Study Design - A Counterbalanced Study Aims - To determine the effect of a) warm-up exercises and b) mental visualisation on the musculoskeletal demands and cognitive demands respectively during robot-assisted laparoscopic surgery. Outcome Measures - 1. EMG measurements of frequency and amplitude across muscle fibres. 2. EEG measurements of peak alpha power, and alpha spindle duration and amplitude. Study Participants and Eligibility - Surgeons who have certificates of completion of training (CCT) and performing surgical procedures using the minimally invasive techniques of RALS. Planned Size of Sample - The investigators have chosen the higher value for our power calculation (an effect size of 0.24) which requires 10 surgeons per condition performing 1 -2 operations for 80% power to detect a difference between conditions, at an alpha of 0.05. Planned Study Period-Duration - Each surgeon will be required to participate in the study for approximately 3 - 4 weeks performing 3 surgical procedures and based on estimates that surgeons routinely perform an average of 1 robotic procedure per week we anticipate the study will run for 6 months.

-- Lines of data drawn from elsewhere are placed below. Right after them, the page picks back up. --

PR #379, opened 2017-06-22
Add parallel sorts

### LINKED ISSUE #376: quicksort example stack overflows on large input
I was hoping I could be super lazy and copy paste the parallel quicksort, but alas, it seems that for very large inputs this can stack overflow, as it recurses.

On that note are there any plans on introducing an efficient parallel sort into the lib or is that outside the scope of rayon ? (I frequently want this, but I don't have the time to mess around with it and was hoping there was a solution already)

stjepang:
This PR introduces 6 new methods on mutable slices:

1. `par_sort`
2. `par_sort_by`
3. `par_sort_by_key`
4. `par_sort_unstable`
5. `par_sort_unstable_by`
6. `par_sort_unstable_by_key`

The first three methods perform stable sorting (it allocates a temporary buffer), and the last three perform unstable sorting (it is in-place). As a rule of thumb, unstable sorting is generally faster.

cc @cuviper @m4b
Fixes #376 

### Stable sort (mergesort)

The implementation is based on the one in libstd - it is a mixture of plain mergesort and timsort. An important characteristic of the algorithm is that it identifies pre-sorted intervals in advance and only then merges them.

The parallel variant divides the slice into multiple chunks and sorts them in parallel. After that it concatenates adjacent chunks if they're parts of greater pre-sorted runs. The remaining chunks are merged recursively in parallel. The final procedure that merges two sorted chunks is parallelized as well.

### Unstable sort (quicksort)

This is pretty much vanilla `sort_unstable` from libcore with `rayon::join` in place of recursive quicksort calls. The algorithm is based on pattern-defeating quicksort, which is today the state-of-the-art of general unstable sorting.

This implementation could be improved by parallelizing partitioning, but that would introduce a new bound on types - `T: Sync`. Instead of forcing the bound on users we could use specialization (when it gets into stable Rust) and choose parallel partitioning only for types that satisfy the bound. However, the implementation already performs quite well so I didn't bother with that for now.

### Tests

There are unit tests that test sorting on corner cases, random slices and partially sorted slices.

An important aspect of sort implementations is panic safety. The comparison function may panic at any time during the algorithm. If a panic occurs, we must ensure that all elements from the original slice are still present and have the most recent value (this is important if the elements have interior mutability - we don't want to hold stale versions of elements).

Panic safety is tested through a special run-pass test that panics at a bunch of stages during sort procedures and verifies that all elements are still present and up-to-date.

### Benchmarks

*Note*: The following numbers were obtained on my dual-core machine with hyperthreading.

Sorting 100 million random unsigned 64-bit integers:

| Implementation | Language | Parallel? | Stable? | Seconds | Code                                              |
|----------------|----------|-----------|---------|--------:|---------------------------------------------------|
| OpenJDK        | Java     | No        | No      | 11.08   | `Arrays.sort(v)`                                  |
| OpenJDK        | Java     | Yes       | No      | 5.51    | `Arrays.parallelSort(v)`                          |
| libstdc++      | C++      | No        | Yes     | 11.83   | `std::stable_sort(v.begin(), v.end())`            |
| libstdc++      | C++      | No        | No      | 9.98    | `std::sort(v.begin(), v.end())`                   |
| GCC / OpenMP   | C++      | Yes       | Yes     | 5.03    | `__gnu_parallel::stable_sort(v.begin(), v.end())` |
| GCC / OpenMP   | C++      | Yes       | No      | 4.28    | `__gnu_parallel::sort(v.begin(), v.end())`        |
| Intel TBB      | C++      | Yes       | No      | 4.37    | `tbb::parallel_sort(v.begin(), v.end())`          |
| libstd         | Rust     | No        | Yes     | 8.26    | `v.sort()`                                        |
| libcore        | Rust     | No        | No      | 4.55    | `v.sort_unstable()`                               |
| Rayon          | Rust     | Yes       | Yes     | 3.46    | `v.par_sort()`                                    |
| Rayon          | Rust     | Yes       | No      | 2.45    | `v.par_sort_unstable()`                           |

Benchmarks in Rayon:

```
test sort::par_sort_ascending                  ... bench:     57,595 ns/iter (+/- 33,612) = 6945 MB/s
test sort::par_sort_big                        ... bench: 14,346,411 ns/iter (+/- 5,629,095) = 446 MB/s
test sort::par_sort_descending                 ... bench:    100,633 ns/iter (+/- 73,757) = 3974 MB/s
test sort::par_sort_expensive                  ... bench: 62,525,848 ns/iter (+/- 18,243,649) = 6 MB/s
test sort::par_sort_mostly_ascending           ... bench:    445,101 ns/iter (+/- 387,678) = 898 MB/s
test sort::par_sort_mostly_descending          ... bench:    465,715 ns/iter (+/- 359,726) = 858 MB/s
test sort::par_sort_random                     ... bench:    911,327 ns/iter (+/- 679,526) = 438 MB/s
test sort::par_sort_strings                    ... bench:  5,342,137 ns/iter (+/- 3,964,614) = 149 MB/s
test sort::par_sort_unstable_ascending         ... bench:     49,189 ns/iter (+/- 20,092) = 8131 MB/s
test sort::par_sort_unstable_big               ... bench:  7,372,289 ns/iter (+/- 3,964,774) = 868 MB/s
test sort::par_sort_unstable_descending        ... bench:     73,053 ns/iter (+/- 5,045) = 5475 MB/s
test sort::par_sort_unstable_expensive         ... bench: 77,953,278 ns/iter (+/- 26,770,855) = 5 MB/s
test sort::par_sort_unstable_mostly_ascending  ... bench:    350,948 ns/iter (+/- 183,640) = 1139 MB/s
test sort::par_sort_unstable_mostly_descending ... bench:    351,790 ns/iter (+/- 229,890) = 1137 MB/s
test sort::par_sort_unstable_random            ... bench:    812,712 ns/iter (+/- 443,710) = 492 MB/s
test sort::par_sort_unstable_strings           ... bench:  5,740,113 ns/iter (+/- 5,193,645) = 139 MB/s
```

Note that sorting is much faster on pre-sorted (ascending/descending) and partially sorted (mostly ascending/descending) than random inputs.

### DIFF
--- a/rayon-demo/src/sort.rs
+++ b/rayon-demo/src/sort.rs
@@ -1,7 +1,9 @@
-use rand::{thread_rng, Rng};
+use rand::{Rng, SeedableRng, XorShiftRng};
 use rayon::prelude::*;
 use std::mem;
-use test::Bencher;
+use std::sync::atomic::AtomicUsize;
+use std::sync::atomic::Ordering::SeqCst;
+use test::{Bencher, black_box};
 
 fn gen_ascending(len: usize) -> Vec<u64> {
     (0..len as u64).collect()
@@ -12,12 +14,12 @@ fn gen_descending(len: usize) -> Vec<u64> {
 }
 
 fn gen_random(len: usize) -> Vec<u64> {
-    let mut rng = thread_rng();
+    let mut rng = XorShiftRng::from_seed([0, 1, 2, 3]);
     rng.gen_iter::<u64>().take(len).collect()
 }
 
 fn gen_mostly_ascending(len: usize) -> Vec<u64> {
-    let mut rng = thread_rng();
+    let mut rng = XorShiftRng::from_seed([0, 1, 2, 3]);
     let mut v = gen_ascending(len);
     for _ in (0usize..).take_while(|x| x * x <= len) {
         let x = rng.gen::<usize>() % len;
@@ -28,7 +30,7 @@ fn gen_mostly_ascending(len: usize) -> Vec<u64> {
 }
 
 fn gen_mostly_descending(len: usize) -> Vec<u64> {
-    let mut rng = thread_rng();
+    let mut rng = XorShiftRng::from_seed([0, 1, 2, 3]);
     let mut v = gen_descending(len);
     for _ in (0usize..).take_while(|x| x * x <= len) {
         let x = rng.gen::<usize>() % len;
@@ -39,7 +41,7 @@ fn gen_mostly_descending(len: usize) -> Vec<u64> {
 }
 
 fn gen_strings(len: usize) -> Vec<String> {
-    let mut rng = thread_rng();
+    let mut rng = XorShiftRng::from_seed([0, 1, 2, 3]);
     let mut v = vec![];
     for _ in 0..len {
         let n = rng.gen::<usize>() % 20 + 1;
@@ -49,7 +51,7 @@ fn gen_strings(len: usize) -> Vec<String> {
 }
 
 fn gen_big_random(len: usize) -> Vec<[u64; 16]> {
-    let mut rng = thread_rng();
+    let mut rng = XorShiftRng::from_seed([0, 1, 2, 3]);
     rng.gen_iter().map(|x| [x; 16]).take(len).collect()
 }
 
@@ -57,24 +59,61 @@ macro_rules! sort {
     ($f:ident, $name:ident, $gen:expr, $len:expr) => {
         #[bench]
         fn $name(b: &mut Bencher) {
-            b.iter(|| $gen($len).$f());
+            let v = $gen($len);
+            b.iter(|| v.clone().$f());
             b.bytes = $len * mem::size_of_val(&$gen(1)[0]) as u64;
         }
     }
 }
 
-sort!(par_sort, par_sort_large_ascending, gen_ascending, 50_000);
-sort!(par_sort, par_sort_large_descending, gen_descending, 50_000);
-sort!(par_sort, par_sort_large_mostly_ascending, gen_mostly_ascending, 50_000);
-sort!(par_sort, par_sort_large_mostly_descending, gen_mostly_descending, 50_000);
-sort!(par_sort, par_sort_large_random, gen_random, 50_000);
-sort!(par_sort, par_sort_large_big_random, gen_big_random, 50_000);
-sort!(par_sort, par_sort_large_strings, gen_strings, 50_000);
+macro_rules! sort_strings {
+    ($f:ident, $name:ident, $gen:expr, $len:expr) => {
+        #[bench]
+        fn $name(b: &mut Bencher) {
+            let v = $gen($len);
+            let v = v.iter().map(|s| &**s).collect::<Vec<&str>>();
+            b.iter(|| v.clone().$f());
+            b.bytes = $len * mem::size_of::<&str>() as u64;
+        }
+    }
+}
 
-sort!(par_sort_unstable, par_sort_unstable_large_ascending, gen_ascending, 50_000);
-sort!(par_sort_unstable, par_sort_unstable_large_descending, gen_descending, 50_000);
-sort!(par_sort_unstable, par_sort_unstable_large_mostly_ascending, gen_mostly_ascending, 50_000);
-sort!(par_sort_unstable, par_sort_unstable_large_mostly_descending, gen_mostly_descending, 50_000);
-sort!(par_sort_unstable, par_sort_unstable_large_random, gen_random, 50_000);
-sort!(par_sort_unstable, par_sort_unstable_large_big_random, gen_big_random, 50_000);
-sort!(par_sort_unstable, par_sort_unstable_large_strings, gen_strings, 50_000);
+macro_rules! sort_expensive {
+    ($f:ident, $name:ident, $gen:expr, $len:expr) => {
+        #[bench]
+        fn $name(b: &mut Bencher) {
+            let v = $gen($len);
+            b.iter(|| {
+                let count = AtomicUsize::new(0);
+                let mut v = v.clone();
+                v.$f(|a: &u64, b: &u64| {
+                    count.fetch_add(1, SeqCst);
+                    if count.load(SeqCst) % 1_000_000_000 == 0 {
+                        panic!("should not happen");
+                    }
+                    (*a as f64).cos().partial_cmp(&(*b as f64).cos()).unwrap()
+                });
+                black_box(count);
+            });
+            b.bytes = $len * mem::size_of_val(&$gen(1)[0]) as u64;
+        }
+    }
+}
+
+sort!(par_sort, par_sort_ascending, gen_ascending, 50_000);
+sort!(par_sort, par_sort_descending, gen_descending, 50_000);
+sort!(par_sort, par_sort_mostly_ascending, gen_mostly_ascending, 50_000);
+sort!(par_sort, par_sort_mostly_descending, gen_mostly_descending, 50_000);
+sort!(par_sort, par_sort_random, gen_random, 50_000);
+sort!(par_sort, par_sort_big, gen_big_random, 50_000);
+sort_strings!(par_sort, par_sort_strings, gen_strings, 50_000);
+sort_expensive!(par_sort_by, par_sort_expensive, gen_random, 50_000);
+
+sort!(par_sort_unstable, par_sort_unstable_ascending, gen_ascending, 50_000);
+sort!(par_sort_unstable, par_sort_unstable_descending, gen_descending, 50_000);
+sort!(par_sort_unstable, par_sort_unstable_mostly_ascending, gen_mostly_ascending, 50_000);
+sort!(par_sort_unstable, par_sort_unstable_mostly_descending, gen_mostly_descending, 50_000);
+sort!(par_sort_unstable, par_sort_unstable_random, gen_random, 50_000);
+sort!(par_sort_unstable, par_sort_unstable_big, gen_big_random, 50_000);
+sort_strings!(par_sort_unstable, par_sort_unstable_strings, gen_strings, 50_000);
+sort_expensive!(par_sort_unstable_by, par_sort_unstable_expensive, gen_random, 50_000);
--- a/rayon-demo/src/sort.rs
+++ b/rayon-demo/src/sort.rs
@@ -86,13 +86,18 @@ macro_rules! sort_expensive {
             b.iter(|| {
                 let count = AtomicUsize::new(0);
                 let mut v = v.clone();
+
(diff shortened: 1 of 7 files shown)


nikomatsakis:
So...this looks really cool! :)

stjepang:
Regarding code review: The PR is enormous (sorry about that!) and I don't expect anyone to review it completely. Since both sorts are based on previous implementation that were already reviewed in the Rust repo, I believe just taking a look at the parallelization procedures will suffice.

More concretely:

1. `mergesort.rs` - Function `mergesort` and everything above it were copied from `slice::sort`, but everything below it is new.
2. `quicksort.rs` - The only difference from `slice::sort_stable` is the call to `rayon_core::join`, that's all. This one is trivial.
3. `sort-panic-safe.rs` - This one was copied from the Rust repo as well and tweaked to support parallelism. I also added new checks for internally mutable `T`s (I'll backport those improvements to the Rust repo). Just skim over it.

src/slice/mergesort.rs
```diff
@@ -0,0 +1,749 @@
...
+
+    // Now attempt to concatenate adjacent chunks that were left intact.
+    let mut chunks = Vec::with_capacity(iter.len());
+
+    while let Some((a, mut b, res)) = iter.next() {
+        // If this chunk was not modified by the sort procedure...
+        if res != MergesortResult::Sorted {
+            while let Some(&(x, y, r)) = iter.peek() {
+                // If the following chunk is of the same type and can be concatenated...
+                if r == res && (r == MergesortResult::Descending) == is_less(&v[x], &v[x - 1]) {
```
cuviper: It's a minor optimization, but I think there's a lost case here for two descending chunks with *equal* neighbors, that could be concatenated.

- both ascending and `v[x-1] <= v[x]`
- both descending and `v[x-1] >= v[x]`

I don't think that can be written with a single `is_less` call.

src/slice/mergesort.rs
```diff
@@ -0,0 +1,749 @@
...
+/// The allocated temporary buffer is of the same length as is `v`.
+pub fn par_mergesort<T, F>(v: &mut [T], is_less: F)
+where
+    T: Send,
+    F: Fn(&T, &T) -> bool + Sync,
+{
+    // Slices of up to this length get sorted using insertion sort.
+    const MAX_INSERTION: usize = 20;
+    // The length of initial chunks.
+    const CHUNK_LENGTH: usize = 2000;
```
cuviper: magic

src/slice/quicksort.rs
```diff
@@ -0,0 +1,787 @@
...
+/// this function will immediately switch to heapsort.
+fn recurse<'a, T, F>(mut v: &'a mut [T], is_less: &F, mut pred: Option<&'a mut T>, mut limit: usize)
+where
+    T: Send,
+    F: Fn(&T, &T) -> bool + Sync,
+{
+    // Slices of up to this length get sorted using insertion sort.
+    const MAX_INSERTION: usize = 20;
+    // If both partitions are up to this length, we continue sequentially.
+    const MAX_SEQUENTIAL: usize = 2000;
```
cuviper: magic

src/slice/mod.rs
```diff
@@ -76,6 +84,139 @@ pub trait ParallelSliceMut<T: Send> {
             slice: self.as_parallel_slice_mut(),
         }
     }
+
+    /// Sorts the slice.
```
stjepang: I've extended these comments now.

src/slice/mergesort.rs
```diff
@@ -0,0 +1,749 @@
...
+///
+/// Even if `is_less` panics at any point during the merge process, this function will fully copy
+/// all elements from `left` and `right` into `dest` (not necessarily in sorted order).
+unsafe fn par_merge<T, F>(left: &mut [T], right: &mut [T], dest: *mut T, is_less: &F)
+where
+    T: Send,
+    F: Fn(&T, &T) -> bool + Sync,
+{
+    // Slices whose lengths sum up to this value are merged sequentially.
+    const MAX_SEQUENTIAL: usize = 5000;
```
stjepang: I've added a comment explaining how these magic numbers were chosen.

src/slice/mergesort.rs
stjepang: That is true, but descending (not strictly descending) runs are a bit tricky - you can't just reverse them because that would break stability guarantees of the algorithm. :) In any case, this problem is probably not worth solving...

stjepang:
@cuviper I've added another benchmark (the "expensive" one) that sorts using an expensive comparison function. The comments are improved as you suggested, benchmarks use `XorShiftRng` and vectors are cloned rather than generated from scratch every time.

Regarding heaps of unsafe code... yeah, this is one of those cases where there's no way to avoid unsafe without paying a considerable performance price. If that makes you feel any better, I've spent months working with those sort implementations and feel pretty confident about them. :) Sequential mergesort has been in libstd for quite some time now, and quicksort (aka pdqsort) is used by Servo.

rayon-demo/src/sort.rs
```diff
@@ -49,32 +51,69 @@ fn gen_strings(len: usize) -> Vec<String> {
...
+        #[bench]
+        fn $name(b: &mut Bencher) {
+            let v = $gen($len);
+            b.iter(|| {
+                let count = AtomicUsize::new(0);
+                let mut v = v.clone();
+                v.$f(|a: &u64, b: &u64| {
+                    count.fetch_add(1, SeqCst);
+                    if count.load(SeqCst) % 1_000_000_000 == 0 {
+                        panic!("should not happen");
```
cuviper: Is this making sure we don't hit O(n<sup>2</sup>) comparisons? (since 50,000<sup>2</sup> > 10<sup>9</sup>)  A comment would be nice.

The `fetch_add` followed by `load` is strange too, but doesn't matter much since this is just toy benchmark code...

src/slice/mod.rs
```diff
@@ -85,10 +85,14 @@ pub trait ParallelSliceMut<T: Send> {
         }
     }
 
-    /// Sorts the slice.
+    /// Sorts the slice in parallel.
     ///
     /// This sort is stable (i.e. does not reorder equal elements) and `O(n log n)` worst-case.
     ///
+    /// When applicable, unstable sorting is preferred because it is generally faster than stable
+    /// sorting and it doesn't allocate auxilliary memory.
```
cuviper: *auxiliary

rayon-demo/src/sort.rs
stjepang: Not really. :) This comparison function simply packs a lot of costly stuff:

1. Atomic operations.
2. A modulo operation.
3. A possible panic (they need landing pads).
4. A stack-referenced variable.
5. Trigonometric operations.

All that is there just to slow things down and make optimizer's job more difficult so we can see how the sort algorithms behave with very expensive comparison functions. 

I've added a comment explaining the intentions behind those several lines of code.

src/slice/mod.rs
stjepang: Fixed. (and there were a few other places with the same mistake :))

stjepang: I think GitHub is acting up... I pushed a new commit but it's not yet visible. Anyways, if you don't see the 6th commit in this PR, you can find it in the [original branch](https://github.com/stjepang/rayon/tree/par-sort). :/

nikomatsakis:
I looked things over. I am happy.

Sindisil:
*GREAT* work! However, there is an error in the benchmark table: Java's sorts **are** stable.

cuviper:
> (*) The sorts in Java are stable, but the implementation switches to dual-pivot quicksort when sorting integers, which is actually an unstable algorithm.

It might be interesting to have a trait in `std` on types where stable ordering is irrelevant (not observable), then we could specialize for that too.  `par_sort_unstable` is not _always_ faster, as the `_expensive` benchmarks show, but that might change if we were also specializing `T: Sync` for parallel partitioning.

rvolgers:
> It might be interesting to have a trait in std on types where stable ordering is irrelevant (not observable)

This may be trying to be too clever, but it seems like that would be okay for at least all Copy types?

stjepang:
> It might be interesting to have a trait in std on types where stable ordering is irrelevant (not observable), then we could specialize for that too.

It is tempting to do that, but I don't think it's worth it. It is true that unstable sorting is *generally* faster than stable sorting, but not strictly always (e.g. say, when the input consists of several pre-sorted sequences concatenated one after another). The same is true in C++ for `std::sort` and `std::stable_sort`.

Sometimes advanced users that care a lot about performance might have a perfectly valid reason to  use stable sort even if stability doesn't matter. By overriding stable sort with unstable sort in that case we'd simply take the choice away. :)

CryZe:
You could have `sort`, `stable_sort` and `unstable_sort`, with `sort` being specialized certain cases where unstable sort makes sense and if you want to specifically opt into the stable sort algorithm, you can do so by calling the `stable_sort` method instead. Similar to the overflow methods that allow you to opt into different behavior if needed.

carlomilanesi:
I think that sorting a slice of numbers is unrealistic. The benchmarks should sort by `id` the following structure:
`struct Record { descr: String, id: u64 }`
where `descr` contains the value of `id` converted to a decimal string. For example:
`Record { descr: format!("{}", 12345), id: 12345 }`
But if small-string optimization is used, a longer string should be used.

cuviper:
Rust's `String` doesn't do small-string optimization, but that wouldn't matter anyway if you're not using that in the comparison.  The cost of moving values basically just depends on the size of the struct itself, and any heap pointers will be unchanged.

carlomilanesi:
cuviper, I was thinking about the other languages in the comparison. Actually, string types have too many several possible implementations to use in a fair comparison. Therefore, I presume a better basic comparison of sorting algorithms would use the following structure:
```
struct Record {
    payload1: u64,
    payload2: u64,
    payload3: u64,
    key: u64,
}
```

cuviper:
OK, so you're talking about [stjepang/par-sort](https://github.com/stjepang/par-sort/), not Rayon's in-tree benchmarks, right?  We don't have any language comparisons in this repo -- it was only referenced in this PR summary.

carlomilanesi:
cuviper, yes, I was commenting on stjepang comment about par-sort, talking about "Sorting 100 million random 64-bit integers".

stjepang:
@carlomilanesi You're raising a fair point. These benchmarks are quite simplistic. They give us *some* idea of how fast our sorts are, but aren't extensive by any means and therefore cannot be taken for granted.

m4b:
Fwiw, I've seen absolutely incredible speed ups using this, from ~200-300 seconds to 4-8... for extraordinarily large dataset of 50-80GB datafile with approximately 200million number of records.

I'm not going back to linear sorting :D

Research Question - Does structured simulated warm-up exercises prior to performing surgery improve surgeons' ergonomic awareness and maintain the low muscle fatigue impact associated with RALS? The investigators also hypothesize that mental imagery, inducing a flow state associated with overall cortical synchronisation could decrease cognitive demands experienced by surgeons and potentially mitigate against the cognitive fatigue surgeons experience whilst performing procedures.